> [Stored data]
↓

PR #1302, opened 2025-07-30
Fix #1238 by enhancing HandoffInputData and enable passing async functions

### LINKED ISSUE #1238: Items added to sessions during handoff do not show up
In the following test, I expect "name a blue fruit" to be present in the history; but it is not:

```python
import pytest

# Agents SDK imports
from agents.run import Runner
from agents import (
    Agent,
    AgentHooks,
    RunContextWrapper,
    handoff,
    SQLiteSession,
)

# --- Hooks for Foo ----------------------------------------------------------

class FooHooks(AgentHooks):
    """Inject an extra prompt into the session during hand-off."""

    async def on_handoff(
        self,
        ctx: RunContextWrapper,
        agent: Agent,  # Destination agent (Bar)
        source: Agent,  # Source agent (Foo)
    ) -> None:
        # Append a follow-up question to the conversation history so that Bar
        # sees it when it takes over.
        print(await ctx.context.session.get_items())
        await ctx.context.session.add_items(
            [{"role": "assistant", "content": "name a blue fruit"}]
        )
        print(await ctx.context.session.get_items())


# --- Test -------------------------------------------------------------------

@pytest.mark.asyncio
async def test_handoff_session_runs():
    """Run a simple Foo → Bar conversation with a session in the context."""

    # Shared session so that hooks can write to the conversation history.
    session = SQLiteSession(session_id="test_session")
    runtime_context = SimpleNamespace(session=session)

    # Destination agent (Bar)
    bar = Agent(
        name="Bar",
        instructions="Respond politely to follow-up questions.",
    )

    # Starting agent (Foo)
    foo = Agent(
        name="Foo",
        instructions="Answer with the name of a red fruit, then hand off to Bar.",
        hooks=FooHooks(),
    )

    # Foo hands the conversation to Bar once it's answered.
    foo.handoffs = [handoff(bar)]

    # Kick off the run; no assertions needed – success is that it executes.
    await Runner.run(starting_agent=foo, input="name a red fruit", context=runtime_context) 
```

Note that the print statements in the handoff, show that the item is now present:

```bash
tests/test_handoff_session.py []
[{'role': 'assistant', 'content': 'name a blue fruit'}]
.
```

But in the console, it is not there:

Image

seratch:
This pull request resolves #1238

### DIFF
--- a/src/agents/_run_impl.py
+++ b/src/agents/_run_impl.py
@@ -774,6 +774,7 @@ class RunImpl:
                     else original_input,
                     pre_handoff_items=tuple(pre_step_items),
                     new_items=tuple(new_step_items),
+                    run_context=context_wrapper,
                 )
                 if not callable(input_filter):
                     _error_tracing.attach_error_to_span(
@@ -785,6 +786,8 @@ class RunImpl:
                     )
                     raise UserError(f"Invalid input filter: {input_filter}")
                 filtered = input_filter(handoff_input_data)
+                if inspect.isawaitable(filtered):
+                    filtered = await filtered
                 if not isinstance(filtered, HandoffInputData):
                     _error_tracing.attach_error_to_span(
                         span_handoff,
--- a/src/agents/handoffs.py
+++ b/src/agents/handoffs.py
@@ -3,7 +3,7 @@ from __future__ import annotations
 import inspect
 import json
 from collections.abc import Awaitable
-from dataclasses import dataclass
+from dataclasses import dataclass, replace as dataclasses_replace
 from typing import TYPE_CHECKING, Any, Callable, Generic, cast, overload
 
 from pydantic import TypeAdapter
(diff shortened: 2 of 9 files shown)


src/agents/_run_impl.py
```diff
@@ -785,6 +786,8 @@ async def execute_handoffs(
                     )
                     raise UserError(f"Invalid input filter: {input_filter}")
                 filtered = input_filter(handoff_input_data)
+                if inspect.isawaitable(filtered):
```
seratch, line 789: to support this use case: https://github.com/openai/openai-agents-python/issues/1238#issuecomment-3130234196

src/agents/handoffs.py
```diff
@@ -49,8 +49,24 @@ class HandoffInputData:
     handoff and the tool output message representing the response from the handoff output.
     """
 
+    run_context: RunContextWrapper[Any] | None = None
+    """
+    The run context at the time the handoff was invoked.
+    Note that, since this property was added later on, it's optional for backwards compatibility.
+    """
+
+    def clone(self, **kwargs: Any) -> HandoffInputData:
```
seratch, line 58: added clone method for convenience but if we don't want to have this, happy to revert this change

tests/test_agent_runner.py
```diff
@@ -262,7 +263,7 @@ async def test_handoff_filters():
 
 
 @pytest.mark.asyncio
-async def test_async_input_filter_fails():
+async def test_async_input_filter_supported():
```
seratch, line 266: if we didn't intentionally block async functions, i believe  changing this is a good addition

tests/test_agent_runner_streamed.py
```diff
@@ -241,6 +241,7 @@ def remove_new_items(handoff_input_data: HandoffInputData) -> HandoffInputData:
         input_history=handoff_input_data.input_history,
         pre_handoff_items=(),
         new_items=(),
+        run_context=handoff_input_data.run_context,
```
seratch, line 244: I added run_context param in tests but the ones under examples do not have the param. this means backward compatibility is kept

src/agents/handoffs.py
```diff
@@ -49,8 +49,24 @@ class HandoffInputData:
     handoff and the tool output message representing the response from the handoff output.
     """
 
+    run_context: RunContextWrapper[Any] | None = None
```
seratch, line 52: if a different name is preferred, happy to rename this

seratch (commented):
comments for reviewers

↑

> [Work to complete]
Filter the records above down to the lines that hold the string "pytest".

> [Exercise answer]
import pytest
@pytest.mark.asyncio
 @pytest.mark.asyncio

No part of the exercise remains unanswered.